Look through the records that follow. Copy every line containing the word "events".

Segment Start: Supplied records

PR #2287, opened 2016-12-21
Fix IE11 hang when adding data

### LINKED ISSUE #2275: IE11 can freeze when adding data
We have seen this in both IE11 version 11.0.14 and 11.0.37.

When you add a few datasets (the exact number changes), the UI becomes unresponsive. The cursor continues to change when you move the mouse, but nothing else works.

Particularly noticeable on NEII-viewer (the new ui version), eg. by adding a few items from the very first catalog group, and a few from Environmental Monitoring Sites Register -> Air. See https://github.com/TerriaJS/neii-viewer/issues/55.

But has also been seen on Northern Australia and National Map.

kring:
Fixes #2275

Internet Explorer 11 has a bug under Windows 7, described here:
https://connect.microsoft.com/IE/feedback/details/796745/mouse-events-are-not-delivered-at-all-anymore-when-inside-an-svg-a-use-is-removed-from-the-dom

Basically if you remove an SVG USE element while the mouse is inside it, the browser stops delivering all mouse events.  This makes it appear as if the application is hung, even though keyboard navigation continues to work.  The workaround used here disables the delivery of pointer events to SVG USE elements.  This is ok because we generally handle events on the containing DIV, rather than on the SVG itself.

### DIFF
--- a/CHANGES.md
+++ b/CHANGES.md
@@ -11,6 +11,7 @@ Change Log
 * Made "Search" and "Add Data" font sizes consistent.
 * Made Feature Info Panel styling more flexible.
 * Fixed a bug that could cause an extra `/` to be added to end of URLs by `ArcGisMapServerCatalogItem`, causing some servers to reject the request.
+* Added a workaround for a bug in Internet Explorer 11 on Windows 7 that could cause the user interface to hang.
 
 ### 4.7.1
 
--- a/lib/ReactViews/StandardUserInterface/StandardUserInterface.jsx
+++ b/lib/ReactViews/StandardUserInterface/StandardUserInterface.jsx
@@ -96,7 +96,7 @@ const StandardUserInterface = React.createClass({
         const terria = this.props.terria;
         const allBaseMaps = this.props.allBaseMaps;
         return (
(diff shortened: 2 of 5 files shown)


kring:
@AlexGilleran you may want to take a quick look at this to make sure I haven't done something horribly abusive with the CSS here.  For example, I'm not entirely sure if that rule I've added applies globally or if the CSS modules make it more localized.  If it's the former and there's a way to do the latter, we should try that.

AlexGilleran:
It should probably be in the global.scss file (there's still one in Terria right?) but it'll work either way - css modules can't rewrite the name of an element, only class names.

kring:
> css modules can't rewrite the name of an element, only class names

Right, of course.  We could still scope it to only apply inside our elements somehow though, right?  Like `.some-class-on-the-root-ui-element svg use { ... }`?

AlexGilleran:
Oh right, that's what you mean sorry - yep that makes sense. Maybe `[class*='tjs'] { ... }`

AlexGilleran:
Or on the root works too, assuming there is one for every bit of markup we create.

Segment End: Supplied records

## Written response
https://connect.microsoft.com/IE/feedback/details/796745/mouse-events-are-not-delivered-at-all-anymore-when-inside-an-svg-a-use-is-removed-from-the-dom
Basically if you remove an SVG USE element while the mouse is inside it, the browser stops delivering all mouse events.  This makes it appear as if the application is hung, even though keyboard navigation continues to work.  The workaround used here disables the delivery of pointer events to SVG USE elements.  This is ok because we generally handle events on the containing DIV, rather than on the SVG itself.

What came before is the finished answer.